This is a collaboration project with Verizon made possible by Break Through Tech AI.
The main goal is to build a Real Time Vision Algorithm that is aimed to enhance enhancing the retail shopping experience by identifying accessories in a retail store, improving customer experience and reducing wait times and staff dependency for compatibility checks. By leveraging state-of-the-art machine learning techniques, this solution ensures accurate recommendations and efficient image processing, streamlining the shopping process for both customers and retailers. Our project is currenly only able to identify phone cases using 3 robust models:
- An object detection model for phone case design recognition
- A segmentation model for camera cutout recognition
- A segmentation model for phone detection
-
Real-Time Object Detection: Utilizes
YOLOv8lfor precise detection of phone case designs in real-time. -
Efficient Image Preprocessing: Incorporates convex hulls and binary masks to reduce noise and improve feature extraction for accurate model input calibration.
-
High-Fidelity Object Segmentation: Utilizes two
YOLOv11-segmodels — one for phone camera recognition and another for phone segmentation - achieving high segmentation precision. -
Optimized Data Pipeline: Built a robust pipeline using Ultralytics YOLO and PyTorch to process and analyze images efficiently.
- Python 3.9 and later
- OpenCV for real-time image processing and data preparation
- PyTorch as a main framework the models are based on
- Ultralytics YOLOv8l and YOLOv11-seg for real-time object detection, segmentation and prediction
- Google Colab as a main collaborative environment for this project
- Makesense.ai for data annotation
The dataset cosists of 266 hand-picked images containing phones at vaious angles with 25 unique case designs, each of the images annotated by hand using makesense.ai.
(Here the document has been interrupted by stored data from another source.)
PR #401, opened 2019-12-06
Rework vault token management

dosaboy:
The code in contrib.openstack.vaultlocker that handles token
is not tolerant of eventual consistency across the remote
units of vault (i.e. the provider). This change allows the
consumer to try tokens, log them as used so they don't get
reused and keep trying available tokens until one succeeds.

Related-Bug: #1849323

### DIFF
--- a/charmhelpers/contrib/openstack/vaultlocker.py
+++ b/charmhelpers/contrib/openstack/vaultlocker.py
@@ -37,9 +37,13 @@ class VaultKVContext(context.OSContextGenerator):
         )
 
     def __call__(self):
+        import hvac
+        ctxt = {}
+        # NOTE(hopem): see https://bugs.launchpad.net/charm-helpers/+bug/1849323
         db = unitdata.kv()
-        last_token = db.get('last-token')
+        # currently known-good secret-id
         secret_id = db.get('secret-id')
+
         for relation_id in hookenv.relation_ids(self.interfaces[0]):
             for unit in hookenv.related_units(relation_id):
                 data = hookenv.relation_get(unit=unit,
@@ -54,27 +58,48 @@ class VaultKVContext(context.OSContextGenerator):
 
                     # Tokens may change when secret_id's are being
                     # reissued - if so use token to get new secret_id
-                    if token != last_token:
+                    token_success = False
+                    try:
                         secret_id = retrieve_secret_id(
                             url=vault_url,
                             token=token
                         )
+                        token_success = True
+                    except hvac.exceptions.InvalidRequest:
+                        # Try next
+                        pass
+
+                    if token_success:
                         db.set('secret-id', secret_id)
-                        db.set('last-token', token)
                         db.flush()
 
-                    ctxt = {
-                        'vault_url': vault_url,
-                        'role_id': json.loads(role_id),
-                        'secret_id': secret_id,
-                        'secret_backend': self.secret_backend,
-                    }
-                    vault_ca = data.get('vault_ca')
-                    if vault_ca:
-                        ctxt['vault_ca'] = json.loads(vault_ca)
-                    self.complete = True
-                    return ctxt
-        return {}
+                        ctxt['vault_url'] = vault_url
+                        ctxt['role_id'] = json.loads(role_id)
+                        ctxt['secret_id'] = secret_id
+                        ctxt['secret_backend'] = self.secret_backend
+                        vault_ca = data.get('vault_ca')
+                        if vault_ca:
+                            ctxt['vault_ca'] = json.loads(vault_ca)
+
+                        self.complete = True
+                        break
+                    else:
+                        if secret_id:
+                            ctxt['vault_url'] = vault_url
+                            ctxt['role_id'] = json.loads(role_id)
+                            ctxt['secret_id'] = secret_id
+                            ctxt['secret_backend'] = self.secret_backend
+                            vault_ca = data.get('vault_ca')
+                            if vault_ca:
+                                ctxt['vault_ca'] = json.loads(vault_ca)
+
+            if self.complete:
+                break
+
+        if ctxt:
+            self.complete = True
+
+        return ctxt
 
 
 def write_vaultlocker_conf(context, priority=100):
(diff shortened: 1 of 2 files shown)


charmhelpers/contrib/openstack/vaultlocker.py
```diff
@@ -52,29 +71,70 @@ def __call__(self):
...
+
+                        self.complete = True
+                    else:
+                        if token not in used_tokens:
+                            used_tokens[token] = None
+                        elif used_tokens[token] == secret_id:
+                            ctxt['vault_url'] = vault_url
+                            ctxt['role_id'] = json.loads(role_id)
+                            ctxt['secret_id'] = secret_id
+                            ctxt['secret_backend'] = self.secret_backend
```
johnsca: Should probably also handle changes to the `vault_ca` in this case.

charmhelpers/contrib/openstack/vaultlocker.py
```diff
@@ -52,29 +71,70 @@ def __call__(self):
...
+
+        # if we had a successful run, purge old tokens
+        if self.complete and "sentinel" not in current_tokens:
+            for token in used_tokens.keys():
+                if token not in current_tokens:
+                    del used_tokens[token]
```
tpsilva: Changing a dictionary while iterating over its keys() throws a RuntimeError with Python 3. Can be reproduced with a "refresh-secrets" action on a deployment with ceph-osd and vault in HA: https://pastebin.ubuntu.com/p/QN3Yr945VD/

charmhelpers/contrib/openstack/vaultlocker.py
```diff
@@ -52,29 +71,70 @@ def __call__(self):
...
+                    if token not in current_tokens:
+                        if "sentinel" in current_tokens:
+                            current_tokens = [token]
+                        else:
+                            current_tokens.append(token)
+
+                    # If we have already had a successful request then all we
+                    # are doing is collecting current tokens so that we can
+                    # purge old ones.
+                    if self.complete:
```
tpsilva: Superclass (OSContextGenerator) already has an attribute called "complete", that's why this is not currently failing for not being initialized. Please change this attribute name and initialize it.

charmhelpers/contrib/openstack/vaultlocker.py
```diff
@@ -37,9 +37,28 @@ def __init__(self, secret_backend=None):
...
         db = unitdata.kv()
+        # get last-token (back-compat)
         last_token = db.get('last-token')
+        # currently known-good secret-id
         secret_id = db.get('secret-id')
+        # log of tokens we see in this iteration
+        current_tokens = ["sentinel"]
+        # log of tokens we have already tried and, if known, the secret-id
+        # retreived.
+        used_tokens = db.get('used-token')
```
tpsilva: used_tokens = db.get('used-tokens') # Missing s at the end

charmhelpers/contrib/openstack/vaultlocker.py
```diff
@@ -37,9 +37,28 @@ def __init__(self, secret_backend=None):
...
+        import hvac
+        ctxt = {}
+        # NOTE(hopem): see https://bugs.launchpad.net/charm-helpers/+bug/1849323
         db = unitdata.kv()
+        # get last-token (back-compat)
         last_token = db.get('last-token')
+        # currently known-good secret-id
         secret_id = db.get('secret-id')
+        # log of tokens we see in this iteration
+        current_tokens = ["sentinel"]
```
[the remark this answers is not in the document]
tpsilva: +1. I think the whole logic to control current_tokens can be removed since this variable is supposed to store the values of tokens from each vault unit related, so the condition in line 74 will never be false (because tokens are unique for each vault unit). And at line 126 this list will only be empty in case vault was not initialized and did not provide tokens. After initializing, the list will always have at least one element on each run.

If I'm not missing something, I'm +1 on removing the whole logic and just appending the current tokens to the list.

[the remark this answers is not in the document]
dosaboy: My original rationale for using a sentinel is to differentiate between an empty list that is empty because there are no tokens available and one that is empty because for whatever reason there are missing settings on the  relation that mean that we could not get to read the token i.e. this code:

if all([vault_url, role_id, token]):

Upon review I think it is indeed extra complexity without gain so I will remove it.

charmhelpers/contrib/openstack/vaultlocker.py
dosaboy: ack ill fix that

charmhelpers/contrib/openstack/vaultlocker.py
dosaboy: +1 will fix that

charmhelpers/contrib/openstack/vaultlocker.py
dosaboy: ack

charmhelpers/contrib/openstack/vaultlocker.py
dosaboy: Why do you expect this to fail? That variable is initialised to false by the base class which is what I expect so  don't think there is an issue here.

charmhelpers/contrib/openstack/vaultlocker.py
```diff
@@ -54,27 +58,48 @@ def __call__(self):
...
-                    }
-                    vault_ca = data.get('vault_ca')
-                    if vault_ca:
-                        ctxt['vault_ca'] = json.loads(vault_ca)
-                    self.complete = True
-                    return ctxt
-        return {}
+                        ctxt['vault_url'] = vault_url
+                        ctxt['role_id'] = json.loads(role_id)
+                        ctxt['secret_id'] = secret_id
```
javacruft: This secret-id needs to be persisted as its now the most recent one that's been retrieved.

javacruft: Oh wait I see that above now!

All of the case design examples have been gathered from the internet, mainly the Verizon Store Website, and Amazon as well various case manufacturers' websites (for examples with different models of the same design that are absent from the aforementioned sources).
Each image and label follows this convention:
DesignName_PhoneModel_ImageNumber.png/.jpg/.txt
DesignNamestands for the name of the case design in the image. It is written without any spaces or underscores.PhoneModelstands for model of the phone in the image. It is written without any spaces or underscores.ImageNumberstands for the sequential number for multiple instances of the same design and phone model combination.
Each image has a .txt file that contains a YOLO format label. For more information, please see YOLO Label Documentation. Here's an example of what it can look like:
12 0.496733 0.498562 0.982945 0.993289
The numbers respresent the following, in that order:
- Class ID
- The x-coordinate of the bounding box center
- The y-coordinate of the boundting box center
- Width of the bounding box
- Height of the bounding box
Here's a visualization of the file structure within root, assuming files are sorted in alphabetical order:
/root
├── dataset
│ ├── AfternoonInVersailles_GalaxyS23Ultra_1.png // Case design image
│ ├── AfternoonInVersailles_GalaxyS23Ultra_1.txt // YOLO-format label
│ ├── BowPosiePink_iPhone15ProMax_4.png
│ └── BowPosiePink_iPhone15ProMax_4.txt
...
We utilized two models: Camera Cutout Segmentation Model for camera recognition and Phone Segmentation Model for phone detection.
YOLOv11-seg was used for achieving high segmentation precision.
The models were used jointly for accurate phone type prediction.